WHAT YOU ARE ASKED TO DO: Stop after the line containing "It also supports"; retype every line of the data before it exactly, starting from the first.

RECORDS PROVIDED:
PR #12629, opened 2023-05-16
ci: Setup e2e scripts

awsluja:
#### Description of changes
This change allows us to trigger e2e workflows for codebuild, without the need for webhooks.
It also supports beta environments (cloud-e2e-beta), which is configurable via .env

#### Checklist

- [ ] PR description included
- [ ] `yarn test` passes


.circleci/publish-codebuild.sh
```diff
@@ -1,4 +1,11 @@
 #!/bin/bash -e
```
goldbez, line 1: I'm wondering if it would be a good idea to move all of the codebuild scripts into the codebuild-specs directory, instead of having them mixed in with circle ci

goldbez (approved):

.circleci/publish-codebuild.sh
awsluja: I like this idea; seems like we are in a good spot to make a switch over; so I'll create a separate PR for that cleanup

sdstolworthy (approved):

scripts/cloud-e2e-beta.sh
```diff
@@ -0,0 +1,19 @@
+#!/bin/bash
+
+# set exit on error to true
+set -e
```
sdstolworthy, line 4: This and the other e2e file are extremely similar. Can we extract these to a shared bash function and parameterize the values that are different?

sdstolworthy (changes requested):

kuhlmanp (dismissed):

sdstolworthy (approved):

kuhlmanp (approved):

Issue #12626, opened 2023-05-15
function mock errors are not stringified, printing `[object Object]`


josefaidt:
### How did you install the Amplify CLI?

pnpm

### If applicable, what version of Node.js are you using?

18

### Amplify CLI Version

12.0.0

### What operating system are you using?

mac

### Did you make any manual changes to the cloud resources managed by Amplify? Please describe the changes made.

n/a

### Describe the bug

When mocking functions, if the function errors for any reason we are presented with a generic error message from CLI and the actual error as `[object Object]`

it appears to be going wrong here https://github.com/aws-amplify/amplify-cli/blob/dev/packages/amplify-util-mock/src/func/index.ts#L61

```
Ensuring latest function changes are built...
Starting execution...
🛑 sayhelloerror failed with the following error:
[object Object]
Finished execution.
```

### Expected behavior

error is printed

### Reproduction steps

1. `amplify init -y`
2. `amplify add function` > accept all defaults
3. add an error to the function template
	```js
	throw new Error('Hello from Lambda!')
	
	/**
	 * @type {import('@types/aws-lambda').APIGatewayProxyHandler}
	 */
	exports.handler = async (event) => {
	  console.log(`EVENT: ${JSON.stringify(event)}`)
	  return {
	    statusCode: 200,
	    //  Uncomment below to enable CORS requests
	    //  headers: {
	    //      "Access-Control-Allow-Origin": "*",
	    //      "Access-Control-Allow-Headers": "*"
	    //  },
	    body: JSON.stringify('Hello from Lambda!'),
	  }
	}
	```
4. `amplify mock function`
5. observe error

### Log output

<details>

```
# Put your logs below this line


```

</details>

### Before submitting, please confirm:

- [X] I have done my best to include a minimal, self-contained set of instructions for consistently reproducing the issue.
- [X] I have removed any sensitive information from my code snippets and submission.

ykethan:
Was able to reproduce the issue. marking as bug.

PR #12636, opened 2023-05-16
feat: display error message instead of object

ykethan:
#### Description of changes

ANSWER SECTION:
PR #12629, opened 2023-05-16
ci: Setup e2e scripts

awsluja:
#### Description of changes
This change allows us to trigger e2e workflows for codebuild, without the need for webhooks.
It also supports beta environments (cloud-e2e-beta), which is configurable via .env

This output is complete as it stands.